FILE PHOTO: Britain’s Prime Minister Boris Johnson speaks outside Downing Street after recovering from the coronavirus disease (COVID-19), London, Britain, April 27, 2020. REUTERS/John Sibley/File Photo

The two sides have said this week’s round of negotiations aimed at getting a new, post-Brexit trade agreement from 2021 made some progress but not yielded a breakthrough.

The EU says a deal must be sealed by the end of the month – or in the first days of November at the very latest – to leave enough time for ratification in the bloc by the end of the year.

Johnson and von der Leyen discussed the next steps in their call on Saturday.

“They agreed on the importance of finding an agreement, if at all possible, as a strong basis for a strategic EU-UK relationship in future,” they said in a joint statement.

“Progress had been made in recent weeks but … significant gaps remained, notably but not only in the areas of fisheries, the level playing field, and governance,” it added.

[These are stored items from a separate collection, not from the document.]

PR #1158, opened 2017-01-25
Fix null vector normalization in ship select screen

asarium:
`vm_vector_2_matrix` was improperly guarded against bad parameters. In the
case I encountered the `uvec` was the negative of `fvec` which produced a
null vector when the cross product of the two vector was constructed.

These changes should fix that bug by ignoring the `uvec` parameter. Since
`vm_vector_2_matrix` and `vm_vector_2_matrix_norm` are basically the same, I
converted the former into an alias of the latter and only fixed that
code.

### DIFF
--- a/code/math/vecmat.cpp
+++ b/code/math/vecmat.cpp
@@ -813,50 +813,33 @@ void vm_vector_2_matrix_gen_vectors(matrix *m)
 //returns ptr to matrix
 matrix *vm_vector_2_matrix(matrix *m, const vec3d *fvec, const vec3d *uvec, const vec3d *rvec)
 {
-	vec3d *xvec=&m->vec.rvec;
-	vec3d *yvec=&m->vec.uvec;
-	vec3d *zvec=&m->vec.fvec;
+	vec3d fvec_norm;
+	vm_vec_copy_normalize(&fvec_norm, fvec);
 
-	Assert(fvec != NULL);
-
-	vm_vec_copy_normalize(zvec,fvec);
-
-	if (uvec == NULL) {
-		if (rvec == NULL) {     //just forward vec
-			vm_vector_2_matrix_gen_vectors(m);
-		}
-		else {                      //use right vec
-			vm_vec_copy_normalize(xvec,rvec);
-
-			vm_vec_cross(yvec,zvec,xvec);
-
-			//normalize new perpendicular vector
-			vm_vec_normalize(yvec);
-
-			//now recompute right vector, in case it wasn't entirely perpendiclar
-			vm_vec_cross(xvec,yvec,zvec);
-		}
+	vec3d uvec_norm;
+	if (uvec != nullptr) {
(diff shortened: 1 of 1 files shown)


code/math/vecmat.cpp
```diff
@@ -813,60 +813,45 @@ void vm_vector_2_matrix_gen_vectors(matrix *m)
...
 
 	*zvec = *fvec;
 
 	if (uvec == NULL) {
 		if (rvec == NULL) {     //just forward vec
-			vm_vector_2_matrix_gen_vectors(m);
+			vm_vector_2_matrix_gen_vectors(&temp);
 		}
 		else {                      //use right vec
+			*xvec = *rvec;
```
asarium: I'm not entirely sure about this change but as far as I can tell the `rvec` value was never used in the previous version.

code/math/vecmat.cpp
```diff
@@ -877,14 +862,29 @@ matrix *vm_vector_2_matrix_norm(matrix *m, const vec3d *fvec, const vec3d *uvec,
 		}
 	}
 	else {      //use up vec
+		*yvec = *uvec;
```
asarium: Same as above.

code/math/vecmat.cpp
DahBlount: I don't believe it was. Regardless, if you know the handedness of the coordinate system and you have two orthogonal vectors and know which one is the fvec, rvec, and/or uvec, you can generate the matrix.

MageKing17:
> In the case I encountered the `uvec` was the negative of `fvec` which produced a null vector when the cross product of the two vector was constructed.

Shouldn't something be done about the code that calls it with such vectors?

asarium:
The code which caused the issue in my case was the shadow setup code where the up vector of the eye matrix happend to be the same as the light vector. I don't think there is a universal way of fixing such code.

DahBlount:
The change to vm_vector_2_matrix should be sufficient imo. There's not much we can do about vectors that incidentally happen to be the equal and/or opposite when constructing a matrix except ignore the one that doesn't matter as much. Regardless, this does afford some extra protection within the functions themselves to avoid null vector issues overall.

z64555:
Ok, original code seems to have made the assumption that the input matrix was an Identity matrix, which explains why in vector_2_matrix_norm it was able to compute the matrix while outright ignoring the value of uvec (it just checked if it was nullptr or not).

New changes now respect the uvec, and should solve quite a few issues, and the added safety is quite welcome.

Before we should merge this in, however, the vector_2_matrix functions should have a serious doxy on them. The comments there leave out a lot of important info (like the fact that it assumed the matrix was an identity, and thus was an in/out param)

asarium:
Adding documentation is not in the scope of this changeset since these changes only fix the null vector normalization. If you want to add documentation then that should be done in a separate PR.

z64555:
Very well, will make a new PR with doxy changes shortly.

PR #1181, opened 2017-02-04
Add more graphics debug scopes for code called in the main frame

asarium:
These should help when debugging with APITrace or Renderdoc.


asarium:
These changes are included in #1186.

PR #1184, opened 2017-02-04
Search for path types regarless of case

### LINKED ISSUE #1182: CFile can't handle upper case data folders on Linux
The Diaspora development files use an upper case "Data" folder for the main data. When CFile tries to enumerate the files in that directory is searches for a path which uses the lower case "data" but that fails since that directory doesn't exist.

Since we already work around this issue for normal files it would make sense to emulate this for data directories as well.

asarium:
Previously, if a mod used an upper case "Data" folder (which is the case
for the Diaspora development files) the file enumeration would fail on
case sensitive platforms (e.g. Linux) since FSO searched for a path with
a lower case "data". These changes make it so that FSO looks for all
instances of the path type name regeardless of case. Since the real path
was also needed elsewhere I added a new cf_file field which stores the
actual path which can then be used by fopen operations.

This fixes #1182.

I haven't tested this on Windows yet. There shouldn't be any functional changes on that platform but I might have messed something up.

EDIT: I also need to add a unit test for this.

### DIFF
--- a/code/cfile/cfilesystem.cpp
+++ b/code/cfile/cfilesystem.cpp
@@ -30,6 +30,8 @@
 #include <fnmatch.h>
 #include <sys/stat.h>
 #include <unistd.h>
+#include <libgen.h>
+#include <cstdio>
 #endif
 
 #include "cfile/cfile.h"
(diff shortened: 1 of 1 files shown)


chief1983:
In the past, I thought we just asked mods to lowercase filenames like data and others.  Is adding code complexity to avoid that necessary?

asarium:
The problem is that some mods don't do that. Ideally there would be a way to detected this and then issue a warning or an Error message so that it gets caught early in the development process but I don't think that's possible on Windows. If it's possible then that would be the better solution than this.

asarium:
I have found a solution that will display an error on all platforms. These changes are not needed anymore.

The two leaders instructed their Brexit negotiators, Michel Barnier and David Frost, “to work intensively in order to try to bridge those gaps”.

Johnson said earlier on Saturday the UK continued to push for a Canada-style deal with the EU, but was also ready to sever current close-knit trade ties and default to general World Trade Organization rules, which include quotas and tariffs.

“I think there’s a good deal to be done,” he said. “There’s a big opportunity for both sides to do well.”